● PROBLEM TO SOLVE
Go through the lines below and count those that contain "HttpStatusCodes"; the number is all that should be returned.

● MATERIAL FOR THIS TASK

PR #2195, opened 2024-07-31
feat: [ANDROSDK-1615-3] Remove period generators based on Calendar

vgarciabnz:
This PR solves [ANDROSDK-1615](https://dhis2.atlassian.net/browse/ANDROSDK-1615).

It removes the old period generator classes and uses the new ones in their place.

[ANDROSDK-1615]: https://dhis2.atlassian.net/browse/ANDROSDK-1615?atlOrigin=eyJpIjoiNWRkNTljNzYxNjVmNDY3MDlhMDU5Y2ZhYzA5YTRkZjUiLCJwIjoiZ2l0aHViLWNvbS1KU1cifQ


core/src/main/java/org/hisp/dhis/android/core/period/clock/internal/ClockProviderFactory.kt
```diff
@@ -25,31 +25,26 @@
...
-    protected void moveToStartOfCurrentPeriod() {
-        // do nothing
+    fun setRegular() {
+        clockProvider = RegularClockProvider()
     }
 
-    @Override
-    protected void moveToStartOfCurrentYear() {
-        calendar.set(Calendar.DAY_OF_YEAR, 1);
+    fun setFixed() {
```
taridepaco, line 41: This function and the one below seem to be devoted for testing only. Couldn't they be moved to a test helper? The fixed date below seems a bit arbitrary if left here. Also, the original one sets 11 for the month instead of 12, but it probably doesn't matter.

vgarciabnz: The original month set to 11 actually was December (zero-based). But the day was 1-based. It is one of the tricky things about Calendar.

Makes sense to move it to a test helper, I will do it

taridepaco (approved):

---

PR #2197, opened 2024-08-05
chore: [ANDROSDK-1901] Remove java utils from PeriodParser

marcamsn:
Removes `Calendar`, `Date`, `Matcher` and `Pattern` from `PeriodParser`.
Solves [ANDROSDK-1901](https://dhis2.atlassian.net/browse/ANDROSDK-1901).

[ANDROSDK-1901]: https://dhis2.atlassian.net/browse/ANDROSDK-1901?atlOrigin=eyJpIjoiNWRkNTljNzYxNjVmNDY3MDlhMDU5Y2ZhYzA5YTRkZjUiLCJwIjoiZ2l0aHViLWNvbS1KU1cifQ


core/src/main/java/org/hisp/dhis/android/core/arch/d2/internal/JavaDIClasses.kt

---

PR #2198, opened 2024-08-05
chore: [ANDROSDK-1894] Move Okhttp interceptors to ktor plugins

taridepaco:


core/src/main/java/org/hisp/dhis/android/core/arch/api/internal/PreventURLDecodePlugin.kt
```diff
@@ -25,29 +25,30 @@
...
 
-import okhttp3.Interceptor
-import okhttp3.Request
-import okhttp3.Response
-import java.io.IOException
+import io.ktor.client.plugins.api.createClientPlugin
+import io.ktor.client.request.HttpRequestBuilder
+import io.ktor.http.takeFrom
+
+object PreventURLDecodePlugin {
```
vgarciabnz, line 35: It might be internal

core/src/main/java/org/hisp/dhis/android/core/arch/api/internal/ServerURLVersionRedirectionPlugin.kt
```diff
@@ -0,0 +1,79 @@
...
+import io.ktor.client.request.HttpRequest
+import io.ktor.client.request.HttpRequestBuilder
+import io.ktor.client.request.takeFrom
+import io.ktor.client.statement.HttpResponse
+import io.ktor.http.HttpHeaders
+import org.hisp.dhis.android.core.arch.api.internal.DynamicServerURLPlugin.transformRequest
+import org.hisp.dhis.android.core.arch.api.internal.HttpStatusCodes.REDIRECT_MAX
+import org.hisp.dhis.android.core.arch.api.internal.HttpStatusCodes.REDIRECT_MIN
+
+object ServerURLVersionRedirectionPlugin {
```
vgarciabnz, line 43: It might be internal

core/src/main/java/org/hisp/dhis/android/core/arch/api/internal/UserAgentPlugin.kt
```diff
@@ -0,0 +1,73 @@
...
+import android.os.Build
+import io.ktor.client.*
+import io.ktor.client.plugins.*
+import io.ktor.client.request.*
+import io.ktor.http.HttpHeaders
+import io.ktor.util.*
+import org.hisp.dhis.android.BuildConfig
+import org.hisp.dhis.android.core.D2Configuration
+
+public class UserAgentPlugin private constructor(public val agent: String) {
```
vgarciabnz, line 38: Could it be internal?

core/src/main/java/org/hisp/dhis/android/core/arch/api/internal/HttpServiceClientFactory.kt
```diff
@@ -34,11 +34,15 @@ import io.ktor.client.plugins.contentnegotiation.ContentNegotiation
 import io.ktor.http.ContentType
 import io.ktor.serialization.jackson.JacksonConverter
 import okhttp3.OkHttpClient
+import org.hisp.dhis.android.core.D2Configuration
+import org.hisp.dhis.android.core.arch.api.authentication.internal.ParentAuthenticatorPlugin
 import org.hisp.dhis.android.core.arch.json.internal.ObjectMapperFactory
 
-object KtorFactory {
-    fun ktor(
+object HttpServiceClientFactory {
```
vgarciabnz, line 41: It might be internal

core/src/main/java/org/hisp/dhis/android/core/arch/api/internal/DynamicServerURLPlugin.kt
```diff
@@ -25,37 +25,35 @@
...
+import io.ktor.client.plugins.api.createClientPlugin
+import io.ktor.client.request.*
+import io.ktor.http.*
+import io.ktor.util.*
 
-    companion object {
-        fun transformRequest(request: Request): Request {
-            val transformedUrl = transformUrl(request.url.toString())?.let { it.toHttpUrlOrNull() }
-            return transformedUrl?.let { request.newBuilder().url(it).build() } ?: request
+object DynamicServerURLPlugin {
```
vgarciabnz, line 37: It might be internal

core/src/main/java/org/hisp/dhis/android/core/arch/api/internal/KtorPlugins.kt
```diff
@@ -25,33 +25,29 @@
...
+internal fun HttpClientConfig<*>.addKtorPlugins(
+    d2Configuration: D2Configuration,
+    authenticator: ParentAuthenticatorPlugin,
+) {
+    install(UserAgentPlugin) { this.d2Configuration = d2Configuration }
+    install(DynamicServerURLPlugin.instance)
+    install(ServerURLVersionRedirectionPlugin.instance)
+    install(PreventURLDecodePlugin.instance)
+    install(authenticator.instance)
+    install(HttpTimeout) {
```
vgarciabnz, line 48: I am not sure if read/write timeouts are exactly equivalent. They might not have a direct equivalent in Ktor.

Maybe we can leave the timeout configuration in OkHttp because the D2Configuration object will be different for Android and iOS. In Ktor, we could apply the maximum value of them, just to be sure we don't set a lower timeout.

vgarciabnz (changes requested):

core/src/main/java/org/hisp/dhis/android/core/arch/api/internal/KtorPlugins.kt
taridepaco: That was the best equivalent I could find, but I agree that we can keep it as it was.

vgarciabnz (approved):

● RESPONSE TO THIS EXERCISE
2